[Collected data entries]
>>

PR #6740, opened 2025-06-11
Add cloudwatch_logs.py utility file to monitor lambdas

seemethere:
This adds a cloudwatch_logs.py utility file in order to make it easier to debug lambdas if / when things go awry

### DIFF
--- a/tools/self-hosted-runner-utils/cloudwatch_logs.py
+++ b/tools/self-hosted-runner-utils/cloudwatch_logs.py
@@ -2,11 +2,14 @@ import argparse
 import os
 import time
 from datetime import datetime, timezone
-from typing import List, Optional, Dict, Any
+from typing import Any, Dict, List, Optional
 
 import boto3  # type: ignore[import-untyped]
 import dateparser  # type: ignore[import-untyped]
-from botocore.exceptions import ClientError, NoCredentialsError  # type: ignore[import-untyped]
+from botocore.exceptions import (  # type: ignore[import-untyped]
+    ClientError,
+    NoCredentialsError,
+)
 from tqdm import tqdm  # type: ignore[import-untyped]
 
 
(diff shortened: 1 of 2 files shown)


tools/self-hosted-runner-utils/cloudwatch_logs.py
```diff
@@ -0,0 +1,327 @@
+import argparse
+import os
+import time
+from datetime import datetime, timezone
+from typing import Any, Dict, List, Optional
+
+import boto3  # type: ignore[import-untyped]
+import dateparser  # type: ignore[import-untyped]
```
malfet, line 9: Not a fan of custom dependency to be frank..

tools/self-hosted-runner-utils/cloudwatch_logs.py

<<

## Assignment
Copy all the entries verbatim.

## Reply
PR #6740, opened 2025-06-11
Add cloudwatch_logs.py utility file to monitor lambdas

seemethere:
This adds a cloudwatch_logs.py utility file in order to make it easier to debug lambdas if / when things go awry

### DIFF
--- a/tools/self-hosted-runner-utils/cloudwatch_logs.py
+++ b/tools/self-hosted-runner-utils/cloudwatch_logs.py
@@ -2,11 +2,14 @@ import argparse
 import os
 import time
 from datetime import datetime, timezone
-from typing import List, Optional, Dict, Any
+from typing import Any, Dict, List, Optional
 
 import boto3  # type: ignore[import-untyped]
 import dateparser  # type: ignore[import-untyped]
-from botocore.exceptions import ClientError, NoCredentialsError  # type: ignore[import-untyped]
+from botocore.exceptions import (  # type: ignore[import-untyped]
+    ClientError,
+    NoCredentialsError,
+)
 from tqdm import tqdm  # type: ignore[import-untyped]
 
 
(diff shortened: 1 of 2 files shown)


tools/self-hosted-runner-utils/cloudwatch_logs.py
```diff
@@ -0,0 +1,327 @@
+import argparse
+import os
+import time
+from datetime import datetime, timezone
+from typing import Any, Dict, List, Optional
+
+import boto3  # type: ignore[import-untyped]
+import dateparser  # type: ignore[import-untyped]
```
malfet, line 9: Not a fan of custom dependency to be frank..

tools/self-hosted-runner-utils/cloudwatch_logs.py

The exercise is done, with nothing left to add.